Exercise – Copy each line of the data that has "obviously" in it.

Segment Open

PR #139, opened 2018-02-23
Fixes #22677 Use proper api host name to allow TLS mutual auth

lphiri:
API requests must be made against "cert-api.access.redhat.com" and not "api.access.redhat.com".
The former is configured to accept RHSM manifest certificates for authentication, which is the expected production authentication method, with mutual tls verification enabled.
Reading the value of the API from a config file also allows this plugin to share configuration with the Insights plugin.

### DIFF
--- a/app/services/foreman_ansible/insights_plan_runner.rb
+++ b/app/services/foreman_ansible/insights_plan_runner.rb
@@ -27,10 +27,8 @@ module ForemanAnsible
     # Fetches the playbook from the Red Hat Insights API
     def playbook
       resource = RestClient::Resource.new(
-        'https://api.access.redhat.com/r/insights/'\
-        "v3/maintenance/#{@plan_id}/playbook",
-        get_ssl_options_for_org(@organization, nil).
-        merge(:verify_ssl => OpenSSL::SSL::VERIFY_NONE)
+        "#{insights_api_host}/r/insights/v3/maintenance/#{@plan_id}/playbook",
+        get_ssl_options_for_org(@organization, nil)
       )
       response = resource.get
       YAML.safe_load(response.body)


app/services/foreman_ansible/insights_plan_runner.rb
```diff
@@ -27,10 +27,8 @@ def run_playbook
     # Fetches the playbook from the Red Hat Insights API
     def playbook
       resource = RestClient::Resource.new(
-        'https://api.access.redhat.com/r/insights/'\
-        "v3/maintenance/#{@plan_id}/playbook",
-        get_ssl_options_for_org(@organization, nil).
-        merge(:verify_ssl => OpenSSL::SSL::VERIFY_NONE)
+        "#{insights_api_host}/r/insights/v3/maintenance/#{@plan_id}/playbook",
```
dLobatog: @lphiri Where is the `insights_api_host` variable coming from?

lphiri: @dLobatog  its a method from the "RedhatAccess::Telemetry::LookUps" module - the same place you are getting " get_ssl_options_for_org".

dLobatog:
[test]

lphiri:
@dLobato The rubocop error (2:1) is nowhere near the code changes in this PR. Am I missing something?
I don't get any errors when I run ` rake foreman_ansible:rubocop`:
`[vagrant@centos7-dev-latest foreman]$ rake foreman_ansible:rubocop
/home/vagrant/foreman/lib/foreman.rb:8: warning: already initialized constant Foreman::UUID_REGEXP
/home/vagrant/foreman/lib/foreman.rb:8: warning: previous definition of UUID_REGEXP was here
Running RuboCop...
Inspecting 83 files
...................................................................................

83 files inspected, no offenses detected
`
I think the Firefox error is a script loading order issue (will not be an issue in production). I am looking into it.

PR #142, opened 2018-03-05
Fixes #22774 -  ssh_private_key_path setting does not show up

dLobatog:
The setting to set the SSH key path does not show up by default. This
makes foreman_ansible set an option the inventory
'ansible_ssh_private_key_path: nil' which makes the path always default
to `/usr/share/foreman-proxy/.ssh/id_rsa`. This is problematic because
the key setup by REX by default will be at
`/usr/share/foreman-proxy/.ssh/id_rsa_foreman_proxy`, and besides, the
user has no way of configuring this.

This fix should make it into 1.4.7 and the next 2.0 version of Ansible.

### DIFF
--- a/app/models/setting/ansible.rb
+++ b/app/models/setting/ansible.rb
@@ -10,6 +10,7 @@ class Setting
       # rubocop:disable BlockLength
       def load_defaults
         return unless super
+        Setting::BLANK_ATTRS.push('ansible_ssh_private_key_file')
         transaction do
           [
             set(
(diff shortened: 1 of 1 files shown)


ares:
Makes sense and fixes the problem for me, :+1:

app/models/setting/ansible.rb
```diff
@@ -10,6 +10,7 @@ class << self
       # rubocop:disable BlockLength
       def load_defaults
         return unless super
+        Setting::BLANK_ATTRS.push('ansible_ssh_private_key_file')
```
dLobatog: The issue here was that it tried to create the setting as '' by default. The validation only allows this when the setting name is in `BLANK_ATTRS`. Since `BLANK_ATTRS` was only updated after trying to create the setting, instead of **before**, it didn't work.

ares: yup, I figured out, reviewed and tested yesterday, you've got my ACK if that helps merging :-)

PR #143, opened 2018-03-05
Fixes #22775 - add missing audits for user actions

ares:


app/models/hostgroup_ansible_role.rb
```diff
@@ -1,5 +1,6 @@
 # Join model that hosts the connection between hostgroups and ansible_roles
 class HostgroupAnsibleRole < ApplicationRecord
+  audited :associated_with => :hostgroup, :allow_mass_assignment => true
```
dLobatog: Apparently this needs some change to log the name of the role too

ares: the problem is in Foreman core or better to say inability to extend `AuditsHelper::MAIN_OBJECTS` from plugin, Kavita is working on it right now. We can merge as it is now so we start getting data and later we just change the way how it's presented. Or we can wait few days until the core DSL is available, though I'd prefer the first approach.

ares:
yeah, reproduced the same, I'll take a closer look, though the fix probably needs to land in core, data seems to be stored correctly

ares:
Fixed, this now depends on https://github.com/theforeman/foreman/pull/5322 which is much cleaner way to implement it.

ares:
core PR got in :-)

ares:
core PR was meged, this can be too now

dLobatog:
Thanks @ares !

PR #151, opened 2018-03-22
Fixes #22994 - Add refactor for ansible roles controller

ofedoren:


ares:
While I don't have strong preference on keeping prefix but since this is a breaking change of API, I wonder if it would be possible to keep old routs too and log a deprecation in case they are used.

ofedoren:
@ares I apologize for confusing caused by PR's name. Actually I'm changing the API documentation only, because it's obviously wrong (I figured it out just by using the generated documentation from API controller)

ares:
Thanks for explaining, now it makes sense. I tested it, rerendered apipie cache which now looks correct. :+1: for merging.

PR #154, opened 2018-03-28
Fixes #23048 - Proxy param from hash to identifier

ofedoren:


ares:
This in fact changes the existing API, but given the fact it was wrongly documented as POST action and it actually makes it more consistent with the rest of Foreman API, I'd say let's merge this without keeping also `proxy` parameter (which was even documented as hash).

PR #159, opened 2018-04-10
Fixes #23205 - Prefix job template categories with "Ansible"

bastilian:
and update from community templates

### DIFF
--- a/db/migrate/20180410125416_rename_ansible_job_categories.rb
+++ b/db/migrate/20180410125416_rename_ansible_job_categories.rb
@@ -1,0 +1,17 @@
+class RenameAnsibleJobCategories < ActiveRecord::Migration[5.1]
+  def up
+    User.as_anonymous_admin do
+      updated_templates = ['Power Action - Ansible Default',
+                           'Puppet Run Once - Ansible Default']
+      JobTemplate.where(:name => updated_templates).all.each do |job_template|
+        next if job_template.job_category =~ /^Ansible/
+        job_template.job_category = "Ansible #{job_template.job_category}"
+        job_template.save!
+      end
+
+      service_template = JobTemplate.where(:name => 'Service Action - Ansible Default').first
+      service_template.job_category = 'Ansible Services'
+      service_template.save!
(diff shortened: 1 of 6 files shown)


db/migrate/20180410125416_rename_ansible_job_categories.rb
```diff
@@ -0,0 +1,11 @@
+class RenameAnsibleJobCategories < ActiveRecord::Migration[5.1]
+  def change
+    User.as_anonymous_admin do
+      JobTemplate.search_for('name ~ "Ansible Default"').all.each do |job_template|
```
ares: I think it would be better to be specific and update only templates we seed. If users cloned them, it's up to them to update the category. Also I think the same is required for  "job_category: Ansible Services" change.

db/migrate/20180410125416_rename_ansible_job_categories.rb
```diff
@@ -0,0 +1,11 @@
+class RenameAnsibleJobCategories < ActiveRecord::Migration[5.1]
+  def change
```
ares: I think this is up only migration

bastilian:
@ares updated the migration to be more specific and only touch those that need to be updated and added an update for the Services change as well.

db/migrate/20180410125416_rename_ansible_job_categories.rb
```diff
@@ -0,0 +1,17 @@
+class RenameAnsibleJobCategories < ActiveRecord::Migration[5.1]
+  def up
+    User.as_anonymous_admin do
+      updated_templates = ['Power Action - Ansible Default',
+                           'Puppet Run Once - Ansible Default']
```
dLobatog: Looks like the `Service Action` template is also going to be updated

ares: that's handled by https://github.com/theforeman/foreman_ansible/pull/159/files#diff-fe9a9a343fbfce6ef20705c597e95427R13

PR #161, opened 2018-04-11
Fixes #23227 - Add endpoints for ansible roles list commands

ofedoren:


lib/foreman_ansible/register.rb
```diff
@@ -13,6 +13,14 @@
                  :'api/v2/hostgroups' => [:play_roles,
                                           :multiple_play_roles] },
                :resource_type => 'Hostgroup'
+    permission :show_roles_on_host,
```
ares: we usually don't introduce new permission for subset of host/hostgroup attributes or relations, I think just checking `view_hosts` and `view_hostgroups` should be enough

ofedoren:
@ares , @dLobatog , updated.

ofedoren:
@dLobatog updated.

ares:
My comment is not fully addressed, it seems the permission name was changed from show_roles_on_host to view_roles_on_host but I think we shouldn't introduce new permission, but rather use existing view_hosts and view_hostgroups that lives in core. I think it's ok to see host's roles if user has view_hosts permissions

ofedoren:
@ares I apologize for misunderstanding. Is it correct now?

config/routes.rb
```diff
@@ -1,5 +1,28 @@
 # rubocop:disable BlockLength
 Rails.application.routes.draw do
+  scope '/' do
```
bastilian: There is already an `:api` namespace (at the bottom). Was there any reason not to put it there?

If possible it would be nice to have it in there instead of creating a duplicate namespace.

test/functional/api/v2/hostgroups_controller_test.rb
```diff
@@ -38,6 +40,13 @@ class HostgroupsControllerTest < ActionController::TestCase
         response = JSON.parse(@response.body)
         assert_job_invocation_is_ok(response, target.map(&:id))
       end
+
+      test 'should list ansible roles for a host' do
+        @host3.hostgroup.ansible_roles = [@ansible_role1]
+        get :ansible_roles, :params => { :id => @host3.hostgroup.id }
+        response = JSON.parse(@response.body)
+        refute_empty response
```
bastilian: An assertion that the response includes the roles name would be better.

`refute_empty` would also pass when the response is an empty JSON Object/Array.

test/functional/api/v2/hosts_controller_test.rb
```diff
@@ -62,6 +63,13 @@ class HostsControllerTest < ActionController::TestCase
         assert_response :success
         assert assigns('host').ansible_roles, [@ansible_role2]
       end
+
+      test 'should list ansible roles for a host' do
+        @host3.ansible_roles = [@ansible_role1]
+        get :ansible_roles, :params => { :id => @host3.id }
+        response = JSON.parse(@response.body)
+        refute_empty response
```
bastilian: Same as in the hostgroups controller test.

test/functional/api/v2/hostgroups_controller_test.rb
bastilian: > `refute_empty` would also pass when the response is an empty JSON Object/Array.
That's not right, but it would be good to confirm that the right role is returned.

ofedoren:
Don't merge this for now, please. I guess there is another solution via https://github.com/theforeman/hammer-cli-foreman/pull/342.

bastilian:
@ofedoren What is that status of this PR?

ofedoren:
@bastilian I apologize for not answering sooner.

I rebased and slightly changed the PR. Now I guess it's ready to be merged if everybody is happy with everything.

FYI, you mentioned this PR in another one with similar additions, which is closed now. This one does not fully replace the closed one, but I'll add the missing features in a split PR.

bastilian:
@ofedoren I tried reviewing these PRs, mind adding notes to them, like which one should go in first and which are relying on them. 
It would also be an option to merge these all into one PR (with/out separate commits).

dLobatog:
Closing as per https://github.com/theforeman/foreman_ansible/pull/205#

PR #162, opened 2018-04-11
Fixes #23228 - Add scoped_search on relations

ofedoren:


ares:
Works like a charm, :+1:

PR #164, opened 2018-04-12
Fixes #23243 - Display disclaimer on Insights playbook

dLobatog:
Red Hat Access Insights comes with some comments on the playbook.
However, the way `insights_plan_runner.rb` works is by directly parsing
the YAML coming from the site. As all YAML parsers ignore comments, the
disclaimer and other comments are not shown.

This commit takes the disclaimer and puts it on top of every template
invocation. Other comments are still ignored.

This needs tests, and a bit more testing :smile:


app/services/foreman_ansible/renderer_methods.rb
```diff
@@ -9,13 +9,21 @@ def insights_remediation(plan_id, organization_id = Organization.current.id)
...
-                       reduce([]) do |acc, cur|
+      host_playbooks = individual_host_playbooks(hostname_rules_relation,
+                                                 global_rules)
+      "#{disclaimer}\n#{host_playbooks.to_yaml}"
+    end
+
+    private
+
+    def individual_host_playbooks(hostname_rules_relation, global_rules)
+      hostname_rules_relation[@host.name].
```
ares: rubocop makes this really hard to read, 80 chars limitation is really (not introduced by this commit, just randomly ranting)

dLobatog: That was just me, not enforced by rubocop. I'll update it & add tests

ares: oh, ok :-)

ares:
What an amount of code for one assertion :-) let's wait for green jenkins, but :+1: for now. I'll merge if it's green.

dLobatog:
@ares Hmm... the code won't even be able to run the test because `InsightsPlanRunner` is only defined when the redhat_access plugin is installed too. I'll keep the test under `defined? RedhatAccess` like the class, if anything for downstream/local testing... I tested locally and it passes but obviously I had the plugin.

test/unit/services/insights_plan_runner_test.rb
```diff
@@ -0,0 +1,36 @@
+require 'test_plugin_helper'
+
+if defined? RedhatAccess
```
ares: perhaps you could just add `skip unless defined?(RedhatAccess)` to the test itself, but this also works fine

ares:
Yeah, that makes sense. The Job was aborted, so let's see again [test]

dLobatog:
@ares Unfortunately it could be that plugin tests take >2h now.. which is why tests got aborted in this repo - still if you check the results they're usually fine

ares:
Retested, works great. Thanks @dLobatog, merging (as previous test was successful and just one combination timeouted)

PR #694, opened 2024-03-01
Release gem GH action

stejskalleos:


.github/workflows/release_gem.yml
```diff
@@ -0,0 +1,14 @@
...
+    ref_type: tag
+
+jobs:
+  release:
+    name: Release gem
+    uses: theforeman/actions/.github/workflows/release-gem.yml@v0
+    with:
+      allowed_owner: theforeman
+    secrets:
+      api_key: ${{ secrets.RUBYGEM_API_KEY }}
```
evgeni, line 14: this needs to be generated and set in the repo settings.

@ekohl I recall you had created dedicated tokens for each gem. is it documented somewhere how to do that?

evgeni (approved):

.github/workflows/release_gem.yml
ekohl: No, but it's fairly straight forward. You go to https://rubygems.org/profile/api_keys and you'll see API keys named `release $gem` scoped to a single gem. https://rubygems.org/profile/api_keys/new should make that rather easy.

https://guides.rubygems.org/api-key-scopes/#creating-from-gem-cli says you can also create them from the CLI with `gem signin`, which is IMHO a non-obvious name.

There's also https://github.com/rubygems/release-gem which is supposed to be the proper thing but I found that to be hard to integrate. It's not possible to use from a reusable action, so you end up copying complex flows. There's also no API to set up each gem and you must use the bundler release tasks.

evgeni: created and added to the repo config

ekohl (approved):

Segment Closed

Your solution –
@ares I apologize for confusing caused by PR's name. Actually I'm changing the API documentation only, because it's obviously wrong (I figured it out just by using the generated documentation from API controller)
@ares Hmm... the code won't even be able to run the test because `InsightsPlanRunner` is only defined when the redhat_access plugin is installed too. I'll keep the test under `defined? RedhatAccess` like the class, if anything for downstream/local testing... I tested locally and it passes but obviously I had the plugin.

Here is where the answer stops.